The evaluation of shear bond strength of resin-modified glass ionomer cement with the addition of 45S5 bioactive glass using two conventional methods.

  • Maryam Shirazi Assistant Professor of Orthodontics, Dental Caries Prevention Research Center, Qazvin University of Medical Sciences, Qazvin, Iran.
  • Mahsa Sadeghi General Dentist, Student Research Committee, Qazvin University of Medical Sciences, Qazvin, Iran.

Abstract

Introduction: There is a high prevalence of enamel caries around brackets due to the young age of the majority of orthodontic patients, and to the difficulty of plaque removal in presence of orthodontic appliances. Recently, protective agents such as bioactive glasses (BGs) were introduced to enhance remineralization and prevent demineralization of tooth structures.  This study aimed to assess the shear bond strength (SBS) of resin-modified glass ionomer cement (RMGIC) with addition of 45S5 BG to enhance its remineralizing potential using two conventional methods.

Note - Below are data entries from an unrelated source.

PR #9205, opened 2026-08-03
test(projections): teach the api-coverage lane tests about blocks-summary

JSONbored:
## Main is red

#9195 registered the `blocks-summary` projection lane and updated the whole-tick tests in `tests/projection-lanes.test.ts` — but `tests/api-coverage.test.ts` carries **its own** pair of `PROJECTION_LANES_CRON` tests with the same assumption, and those were missed.

It landed red because #9195's own test run was **cancelled** rather than completed at merge, so nothing caught it before it hit main.

## Why they fail

Both tests fake the lakehouse as returning zero rows for every query. That makes `blocks-summary` **decline by design**: it stores a shaped card, and `buildBlocksSummary([])` asserts a chain with zero blocks, zero authors and no spec version — which is false, not an honest empty. Persisting it would overwrite real numbers. So the tick writes one fewer artifact than the assertions expect.

## The fix

Both fakes now feed a row to the blocks scan only, matched on `ORDER BY block_number DESC` rather than the table name — `chain-activity` aggregates over `chain.blocks` too, and feeding *it* rows would change what that lane computes. This mirrors the helper already added to `tests/projection-lanes.test.ts`.

Test-only; no source change. `tests/api-coverage.test.ts`: **312 tests green**.

### DIFF
--- a/tests/api-coverage.test.ts
+++ b/tests/api-coverage.test.ts
@@ -3372,14 +3372,48 @@ describe("handleScheduled PROJECTION_LANES_CRON", () => {
     });
   });
 
-  test("recomputes and writes every registered lane's artifact on one tick", async () => {
-    const puts: string[] = [];
-    globalThis.fetch = (async () =>
-      ({
+  /**
+   * A lakehouse fake for a whole projection tick: every lane sees an empty
+   * result EXCEPT the blocks scan, which gets one row.
+   *
+   * blocks-summary stores a shaped card rather than rows, so an empty scan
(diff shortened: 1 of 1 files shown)


JSONbored:
Superseded by #9200, which landed the same fix — including the `tests/api-coverage.test.ts` half — and matches blocks-summary's read specifically rather than every `chain.blocks` query. Closing rather than resolving the conflict; nothing here is left to carry over.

Material and methods: This in-vitro experimental study evaluated three groups (n=20) of orthodontic brackets bonded to enamel using Transbond XT (group 1), light-cure RMGIC (group 2) and RMGIC with BG added (group 3). Samples underwent 7000 thermal cycles and their SBS was measured. The adhesive remnant index (ARI) score was also determined. Quantitative data were analyzed using one-way ANOVA while qualitative data were analyzed using a chi-square test. Discussion: The results showed no significant difference in SBS between study groups, however the ARI scores were significantly different among the groups. The RMGIC group showed the highest ARI while RMGIC doped with BG showed the lowest ARI score. Conclusion: Addition of 30% w/v 45S5 BG to RMGIC does not cause a significant change in SBS of orthodontic brackets bonded to enamel, while resulting in less amount of luting agent remnants on the enamel surface after debonding.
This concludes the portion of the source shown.